The Red Cross warned last week that Indonesia was "on the edge of a COVID-19 catastrophe" and that its health system was headed toward collapse. By the end of June, hospitals were turning away critically ill patients and oxygen prices had more than doubled as residents sought out scarce oxygen canisters for sick relatives, Al Jazeera reported.

Officials said Monday that the government has asked oxygen producers to dedicate their full supply to medical use and that Indonesia would import oxygen if necessary, according to the AP. Sadikin also told lawmakers Monday that the health ministry had established a special unit dedicated to addressing oxygen supplies in hospitals as cases spike on Java and the island of Bali.

Sadikin said the government is encouraging people with mild symptoms to be treated at home "because hospitals are full," Bloomberg News reported. New restrictions on mobility took effect over the weekend, and CNN reported that additional limits on the entry of foreign travelers will start Tuesday.

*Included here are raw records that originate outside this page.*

PR #186, opened 2020-02-26
Describe query as graphviz graph

cube2222:


physical/limit.go
```diff
@@ -45,3 +46,10 @@ func (node *Limit) Materialize(ctx context.Context, matCtx *MaterializationConte
 func (node *Limit) Metadata() *metadata.NodeMetadata {
 	return metadata.NewNodeMetadata(metadata.BoundedFitsInLocalStorage, node.Source.Metadata().EventTimeField())
 }
+
+func (node *Limit) Visualize() *graph.Node {
+	n := graph.NewNode("Limit")
+	n.AddChild("limit", node.LimitExpr.Visualize())
+	n.AddChild("source", node.Source.Visualize())
```
woojtek: I think that mostly "source" child is added in the first place, so maybe swap those 2 lines

physical/offset.go
```diff
@@ -45,3 +46,10 @@ func (node *Offset) Materialize(ctx context.Context, matCtx *MaterializationCont
 func (node *Offset) Metadata() *metadata.NodeMetadata {
 	return metadata.NewNodeMetadata(node.Source.Metadata().Cardinality(), node.Source.Metadata().EventTimeField())
 }
+
+func (node *Offset) Visualize() *graph.Node {
+	n := graph.NewNode("Offset")
+	n.AddChild("offset", node.OffsetExpr.Visualize())
+	n.AddChild("source", node.Source.Visualize())
```
woojtek: Same as with Limit

physical/requalifier.go
```diff
@@ -44,3 +45,10 @@ func (node *Requalifier) Metadata() *metadata.NodeMetadata {
 
 	return metadata.NewNodeMetadata(node.Source.Metadata().Cardinality(), eventTimeField)
 }
+
+func (node *Requalifier) Visualize() *graph.Node {
+	n := graph.NewNode("Requalifier")
+	n.AddField("qualifier", node.Qualifier)
+	n.AddChild("source", node.Source.Visualize())
```
woojtek: Same

physical/physical.go
```diff
@@ -175,6 +199,12 @@ func (le *LogicExpression) Materialize(ctx context.Context, matCtx *Materializat
 	return execution.NewLogicExpression(materialized), nil
 }
 
+func (le *LogicExpression) Visualize() *graph.Node {
+	n := graph.NewNode("Logic Expression")
+	n.AddChild("source", le.Formula.Visualize())
```
woojtek: in physical.Filter field of type Formula got "predicate" name, and here is "source"

physical/limit.go
cube2222: I'm trying to write them in an intuitive order which is based on how they're used.

If you have a limit, you first check it, and then look into the source.

If you have a map, you first get a record and then transform it.

physical/requalifier.go
cube2222: Here you have a field and child they'll be in different places in the node.

physical/physical.go
cube2222: Indeed, I tried to use the name "source" a lot, to not confuse users.

PR #188, opened 2020-03-01
Percentile Watermark Generator

woojtek:


execution/tvf/percentile_watermark_generator.go
```diff
@@ -0,0 +1,148 @@
...
+	if timeValue.GetType() != octosql.TypeTime {
+		return nil, fmt.Errorf("couldn't get time field '%v' as time, got: %v", s.timeField.String(), srcRecord.Value(s.timeField))
+	}
+
+	tx := storage.GetStateTransactionFromContext(ctx)
+	watermarkStorage := storage.NewValueState(tx.WithPrefix(percentileWatermarkPrefix))
+	eventsStorage := storage.NewDeque(tx.WithPrefix(percentileWatermarkEventsPrefix))
+
+	var watermarkPlace int       // represents position of event in sorted list that will become new watermark
+	if s.eventsSeen < s.events { // no need to pop first element from deque
```
cube2222: I think as long as we don't have at least s.events eventsSeen, we don't want to send any watermark. (Because we have too little data)

execution/tvf/percentile_watermark_generator.go
```diff
@@ -0,0 +1,148 @@
...
+	err = eventsStorage.PushBack(&timeValue)
+	if err != nil {
+		return nil, errors.Wrap(err, "couldn't push back new event to events deque")
+	}
+
+	// TODO - well, do something clever to save new watermark value ...
+	// ...
+	// 1) easiest idea: store events in Map and then iterate through all <watermarkPlace> values to find watermark (slow)
+
+	newWatermark := octosql.MakeTime(time.Time{})
```
cube2222: Just a thing to keep in mind, watermarks can't decrease.

execution/tvf/percentile_watermark_generator.go
```diff
@@ -0,0 +1,148 @@
...
+
+	tx := storage.GetStateTransactionFromContext(ctx)
+	watermarkStorage := storage.NewValueState(tx.WithPrefix(percentileWatermarkPrefix))
+	eventsStorage := storage.NewDeque(tx.WithPrefix(percentileWatermarkEventsPrefix))
+
+	var watermarkPlace int       // represents position of event in sorted list that will become new watermark
+	if s.eventsSeen < s.events { // no need to pop first element from deque
+		s.eventsSeen++
+
+		watermarkPlace = s.percentile * s.eventsSeen / 100
```
JasiekChomiak: I know it's the same thing math-wise, but I think `(s.percentile * s.eventsSeen) / 100` looks a bit better.

execution/tvf/percentile_watermark_generator.go
```diff
@@ -0,0 +1,148 @@
...
+	} else {
+		watermarkPlace = s.percentile * s.events / 100
```
JasiekChomiak: Same as above

execution/tvf/percentile_watermark_generator.go
```diff
@@ -0,0 +1,148 @@
...
+		timeField:  w.timeField,
+		events:     events.AsInt(),
+		percentile: percentile.AsInt(),
+		eventsSeen: 0,
+	}
+
+	return ws, execution.NewExecOutput(ws), nil // watermark generator stream now indicates new watermark source
+}
+
+type PercentileWatermarkGeneratorStream struct {
```
JasiekChomiak: Could you add a short comment that explains how this generator works? I understand that the `events` field is user given and is the amount of records that one suspects (?) and the `percentile` is after what percentile a watermark should be sent, but I am not sure I understand it 100%

execution/tvf/percentile_watermark_generator.go
```diff
@@ -0,0 +1,148 @@
...
+		return nil, fmt.Errorf("couldn't get time field '%v' as time, got: %v", s.timeField.String(), srcRecord.Value(s.timeField))
+	}
+
+	tx := storage.GetStateTransactionFromContext(ctx)
+	watermarkStorage := storage.NewValueState(tx.WithPrefix(percentileWatermarkPrefix))
+	eventsStorage := storage.NewDeque(tx.WithPrefix(percentileWatermarkEventsPrefix))
+
+	var watermarkPlace int       // represents position of event in sorted list that will become new watermark
+	if s.eventsSeen < s.events { // no need to pop first element from deque
+		s.eventsSeen++
```
JasiekChomiak: Not sure that's the case here, but shouldn't `eventsSeen` be kept on disk in case of machine failure, so that the generator can restore itself correctly?

cube2222: You could just use the deque length I think?

woojtek: There is no method to extract deque length

cube2222: Add it then.

execution/tvf/percentile_watermark_generator.go
```diff
@@ -0,0 +1,297 @@
...
+	}
+	if events.GetType() != octosql.TypeInt || events.AsInt() < 1 {
+		return nil, nil, errors.Errorf("invalid watermark events: %v", events)
+	}
+
+	percentile, err := w.percentile.ExpressionValue(ctx, variables)
+	if err != nil {
+		return nil, nil, errors.Wrap(err, "couldn't get watermark percentile")
+	}
+	if percentile.GetType() != octosql.TypeInt || percentile.AsInt() < 1 || percentile.AsInt() > 99 {
```
JasiekChomiak: I think maybe it looks just a bit better when values such as this 1 and 99 are named. Maybe add constants 
`minPercentileValue` and `maxPercentileValue`? (I'm open for this discussion about this one tho)

JasiekChomiak: Or maybe this is an overkill - I dunno

execution/tvf/percentile_watermark_generator.go
```diff
@@ -0,0 +1,297 @@
...
+		return nil, nil, errors.Errorf("invalid watermark percentile: %v", percentile)
+	}
+
+	frequency, err := w.frequency.ExpressionValue(ctx, variables)
+	if err != nil {
+		return nil, nil, errors.Wrap(err, "couldn't get watermark frequency")
+	}
+	if frequency.GetType() != octosql.TypeInt || frequency.AsInt() < 1 {
```
JasiekChomiak: If the above applies, then same here (maybe it is an overkill...) :P

execution/tvf/percentile_watermark_generator.go
```diff
@@ -0,0 +1,297 @@
...
+	if err != nil {
+		return nil, errors.Wrap(err, "couldn't add newest event to storage")
+	}
+
+	eventsLength, err := eventsStorage.Length()
+	if err != nil {
+		return nil, errors.Wrap(err, "couldn't get events deque length")
+	}
+
+	// In this situation we need to remove oldest event => this doesn't occur only when the oldest event seen is the first ever and length = 5 (update watermark but DON't remove oldest one)
```
JasiekChomiak: What is "5"? 
Also DON'T*

execution/tvf/percentile_watermark_generator.go
```diff
@@ -0,0 +1,297 @@
...
+	if eventsLength > s.events { // TODO - which is more readable: this or 'eventsLength == s.events + 1' ?
```
JasiekChomiak: I think this one is more readable, since it suggests that if we have too many events stored, we get rid of the oldest one stored :)

execution/tvf/percentile_watermark_generator.go
```diff
@@ -0,0 +1,297 @@
...
+				return nil, errors.Wrap(err, "couldn't get next value from events count map iterator")
+			}
+
+			eventsAlreadySeen += value.AsInt()
+
+			if eventsAlreadySeen >= watermarkPosition { // we've passed specified percentile of all events
+				break
+			}
+		}
+		err = eventsIterator.Close()
```
JasiekChomiak: Newline between '}' and `err = ...`?

execution/tvf/percentile_watermark_generator.go
```diff
@@ -0,0 +1,297 @@
...
+		}
+
+		// Setting new watermark value
+		oldWatermark, err := s.GetWatermark(ctx, tx)
+		if err != nil {
+			return nil, errors.Wrap(err, "couldn't get old watermark value from storage")
+		}
+
+		newWatermark := octosql.MakeTime(key.AsTime())
+		if newWatermark.AsTime().After(oldWatermark) { // watermarks can't decrease
```
JasiekChomiak: I am not sure about one thing - when we get the needed amount of events we recalculate the watermark's value. If the result we got is SMALLER than the current watermark value we don't update the watermark (so basically nothing happens watermark-value-wise), but yet we remove the events. Is this the desired behaviour?

execution/tvf/percentile_watermark_generator.go
```diff
@@ -0,0 +1,297 @@
...
+		return errors.Wrap(err, "couldn't pop front oldest event from events deque")
+	}
+
+	var oldestCount octosql.Value
+
+	// Removing from events count map
+	err = eventsCountStorage.Get(&oldestEventTimeValue, &oldestCount)
+	if err != nil {
+		return errors.Wrap(err, "couldn't get oldest event count from events count map")
+	}
```
JasiekChomiak: Newline here?

execution/tvf/percentile_watermark_generator.go
cube2222: Please make this a float, otherwise a pretty standard percentile 99.9 is unrepresentable.

execution/tvf/percentile_watermark_generator.go
```diff
@@ -0,0 +1,297 @@
...
+
+	return ws, execution.NewExecOutput(ws), nil // watermark generator stream now indicates new watermark source
+}
+
+// The way this watermark generator is working is following:
+// - events (must be positive) - represents amount of (most recent) events stored
+// - percentile (must be between 1 and 99) - represents percentile of recently stored events that are BIGGER than watermark value
+// 		ex. if percentile = 35 then 35% of events stored must be bigger than watermark value, so watermark position is at
+//			65th percentile of events stored (in sorted way)
+// - frequency (must be positive) - represents amount of events to be seen to initiate updating watermark process
```
cube2222: This comment line sounds like it starts after "frequency" records and later goes every one record. Maybe "represents amount of events to be seen before initiating next watermark update"?

execution/tvf/percentile_watermark_generator.go
```diff
@@ -0,0 +1,297 @@
...
+		if err != nil {
+			return nil, errors.Wrap(err, "couldn't remove oldest event from storage")
+		}
+	}
+
+	// Updating watermark; enough events stored in deque AND frequency level reached
+	// '>=' for the case when we doesn't remove oldest event (explained above)
+	if eventsLength >= s.events && eventsSeen.AsInt() >= s.frequency {
+
+		// Clearing events seen
```
cube2222: More like resetting.

execution/tvf/percentile_watermark_generator.go
cube2222: Probably good to convert it to an integer later (of milliseconds? or microseconds?)

execution/tvf/percentile_watermark_generator.go
cube2222: Yes, I think it's ok.

execution/tvf/percentile_watermark_generator.go
woojtek: I personally think this would be an overkill, what about you, @cube2222 ?

execution/tvf/percentile_watermark_generator.go
woojtek: Quoting @cube2222 "Just a thing to keep in mind, watermarks can't decrease." :P

execution/tvf/percentile_watermark_generator.go
woojtek: By definition percentile can't actually be a float, only an integer between 1 and 99.
Because of that I don't think allowing float value in percentile expression would help in any way (then there would be int cast needed, <...>)

execution/tvf/percentile_watermark_generator.go
```diff
@@ -0,0 +1,300 @@
...
+	if eventsLength >= s.events && eventsSeen.AsInt() >= s.frequency {
+
+		// Resetting events seen
+		eventsSeen = octosql.MakeInt(0)
+
+		// Below declaration equals to (percentile*1000 / 100*1000) = (events - wP) / events
+		// Using (events - wP) instead of wP, because percentile of 80% means, that 80% events can be BIGGER than watermark value
+		// so watermark position is at 20% of all events
+		// Multiplying percentile by 1000 to allow float values like 99.9%
+		watermarkPosition := float64((100000-int(s.percentile*1000))*s.events) / 100000 // represents position (from the left) of event in sorted list that will become new watermark
```
cube2222: Why the float64 cast? The position always has to be a whole number, so an integer will suffice.

execution/tvf/percentile_watermark_generator.go
```diff
@@ -79,17 +79,17 @@ func (w *PercentileWatermarkGenerator) Get(ctx context.Context, variables octosq
 
 // The way this watermark generator is working is following:
 // - events (must be positive) - represents amount of (most recent) events stored
-// - percentile (must be between 1 and 99) - represents percentile of recently stored events that are BIGGER than watermark value
+// - percentile (must be positive and lesser than 100.0) - represents percentile of recently stored events that are BIGGER than watermark value
```
JasiekChomiak: less* than 100.0

PR #191, opened 2020-03-04
Deque.Length

woojtek:


streaming/storage/deque.go
```diff
@@ -265,6 +265,25 @@ func (dq *Deque) Clear() error {
 	return nil
 }
 
+func (dq *Deque) Length() (int, error) {
```
JasiekChomiak: Just a comment - since this calls both initializeBack() and initializeFront() it's not thread safe I think?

Indonesia, the world's fourth most populous country, recorded 27,333 new coronavirus cases and 555 deaths on Sunday. Officials said travel for the Eid al-Fitr holiday in May and the spread of the highly infectious delta variant contributed to the surge in recent weeks. The country's vaccination program is also struggling: Indonesia has fully inoculated only about 5% of the population of more than 270 million so far, mostly using the Chinese Sinovac vaccine.

White House national security adviser Jake Sullivan said Friday that the United States would ship 4 million doses of the Moderna vaccine to Indonesia through the Covax program "as soon as possible."

Infections among children in Indonesia have spiked, worrying advocacy organizations. Children account for around 12% of total cases, according to Save the Children - a rate that is among the world's highest.

"We desperately need more vaccines - that's the bottom line," Dino Satria, chief of the Humanitarian and Resilience Program at Save the Children in Indonesia, said in a statement Monday. "We hope the international community is listening. Without urgent action, many more children and adults will die.